Descendant Dien Kienholz provided the following additional information: My grandma's birth certificate states that L. O. was born in Québec, Canada. "Taze" was his nickname. Great Grandpa Barnum was real fun for Mom as she was growing up. He knew all about farming. They had a farm in Canada when Grandma was a child. I have pictures of her with lots of chickens. My Mom said that her mother got 7 chickens during the war for eggs. Grandpa Barnum built them a "palace" for a chicken coop. Their hens laid 8 eggs a day. One day they were getting the old chickens ready for stewing and my mom and grandma were crying as they plucked out the feathers of their pet chickens. Grandpa walked up and laughed so hard at the sight. My Mom was told while young that she was related to P. T. Barnum, of Barnum and Bailey from the famous Circus that travels around.
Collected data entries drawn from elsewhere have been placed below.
PR #3988, opened 2026-01-29
denylist: deny kdump.crash.ssh && ext.config.kdump.crash on s390x

prestist:
https://github.com/coreos/fedora-coreos-tracker/issues/2100

### DIFF
--- a/kola-denylist.yaml
+++ b/kola-denylist.yaml
@@ -7,3 +7,19 @@
 ##  warn: true
 ##  arches:
 ##    - aarch64
+
+- pattern: kdump.crash.ssh
+  tracker: https://github.com/coreos/fedora-coreos-tracker/issues/2100
+  snooze: 2026-02-28
+  arches:
+    - s390x
+  streams:
+    - rawhide
+
+- pattern: ext.config.kdump.crash
+  tracker: https://github.com/coreos/fedora-coreos-tracker/issues/2100
+  snooze: 2026-02-28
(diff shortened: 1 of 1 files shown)


dustymabe (approved):
LGTM.

extra credit (only if you want to) you could test if using a pattern of `*kdump.crash*` would match both of these so you only needed one entry in the denylist. You can test it on your laptop by removing the arches: definition for the test.

prestist:
@dustymabe sure I will give that a quick try, im curious now.

dustymabe (changes requested):
actually let's limit this to the rawhide stream too so if it sneaks in to F43 we'll know

prestist:
Replaced by https://github.com/coreos/fedora-coreos-config/pull/3989

dustymabe:
> Replaced by #3989

you had it right. The denylist is shared across all branches here. just add streams: entry to limit it to rawhide.

prestist:
Ah sorry, thank you, ill update Also I did just update my local cosa, by specifying the glob as kdump.crash.* it pulls in another test, so I think its best to keep specific in this case. 

The test it pulled in is "kdump.crash.nfs"

dustymabe (approved):
LGTM

dustymabe:
CI here doesn't test s390x or rawhide so I'll admin merge it so we can kick off a new bump-lockfile for rawhide.

PR #3989, opened 2026-01-29
denylist: deny kdump.crash.ssh && ext.config.kdump.crash on s390x

prestist:
see : https://github.com/coreos/fedora-coreos-tracker/issues/2100


prestist:
Did not get around to checking glob yet @dustymabe dealing with storage constraints on laptop

PR #3990, opened 2026-01-30
denylist: extend kdump.crash denials to include kdump.crash.nfs

dustymabe:
This test is also failing on s390x along with the others.

https://github.com/coreos/fedora-coreos-tracker/issues/2100


HuijingHei (approved):
LGTM

dustymabe:
Merging this since CI on this PR won't test rawhide or s390x

PR #3996, opened 2026-02-02
[stable] tree: promote changes from testing at f365331791dcac8b47a540f529cf96e64fcd964e

coreosbot-releng:
Triggered by @tlbueno in https://github.com/coreos/fedora-coreos-streams/issues/1188.


dustymabe:
Added a commit here since COSA was updated in https://github.com/coreos/coreos-assembler/pull/4424 we need to forward-port c0a3ccca

dustymabe (approved):

dustymabe:
The promotion diff warnings are just for the changes I made in the extra commit I pushed here. We should be good.

PR #3999, opened 2026-02-04
build-rootfs: Gracefully handle short version strings

joelcapitao:
get_treefile() crashes when parsing versions with fewer than 3
components (e.g., "44"). Now we pad the version parts list with
"0" to ensure we always have at least 3 elements.
As a follow-up of e6d3ed2.


dustymabe:
I feel like this needs a heavy comment.

Here is something similar, but might be a little more obvious why the change is needed:

```
(x, y, _) = version.split('.', 2) if '.' in version else (version, '0', '0')
```

dustymabe (approved):

PR #4000, opened 2026-02-06
Drop fedora-repos-ostree in F44

travier:
This may have other implications. Let's see what CI says.


dustymabe:
Seems sane to me. Since we shouldn't be using them anyway it would probably be OK to just stop shipping them now, but phasing it in with the move to F44 would mean any side effects should get ironed out in `next` way before anything else.

dustymabe (approved):
LGTM

PR #4001, opened 2026-02-06
Containerfile: support injecting openshift version labels

dustymabe:
Downstream we've been injecting labels like this for a while via the `ostree-container-inject-openshift-cvo-labels` image.yaml setting. This ends up with a labels on an image like:

```
  "io.openshift.build.version-display-names": "machine-os=Red Hat Enterprise Linux CoreOS",
  "io.openshift.build.versions": "machine-os=9.6.20260128-1",
```

Since we now do a container build by default and we support a Containerfile let's just add the labels in the Container build directly and trigger it via a build arg.

### DIFF
--- a/Containerfile
+++ b/Containerfile
@@ -20,6 +20,7 @@ FROM ${BUILDER_IMG} as builder
 
 ARG ID=overridden
 ARG VERSION=overridden
+ARG DESCRIPTION=overridden
 ARG STREAM=overridden
 ARG MUTATE_OS_RELEASE=overridden
 ARG MANIFEST=overridden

(Headline from a Tacoma, WA newspaper article) Retired N. P. Employee, his Wife and Daughter Start Trip. They were starting out on a trip to retrace his route through 50 years of railroading. He first went to work in Tacoma Sep. 1, 1898. He worked building ships in the tideflats during WWI. Daughter Alma went with them on the trip. Louis was an executive of the Seaborn Shipyards during the war. On his marriage certificate it listed his mother and father's names. We did not have those names yet, so it was special to receive the certificate. Mary A. Barnum was a witness and also Alice Slenfield, both of Omaha, Nebraska. On his death certificate it says that he is buried at Ivy Lawn Cemetery, Port Hueneme, California. He died of a heart condition. Great Aunt Maude B. Smith gave me some info on L. O. Barnum. He was raised Catholic but left the church as a young man, he always saw to it to make sure his children went to a protestant church. He graduated from Creighton University in Omaha Nebraska. [N.B., the first graduating class of Creighton was in 1891, by which time Louis Octave Barnum was working full time for the Union Pacific Railroad. Since there were no night classes at Creighton, he must not have graduated from the four-year advanced college course].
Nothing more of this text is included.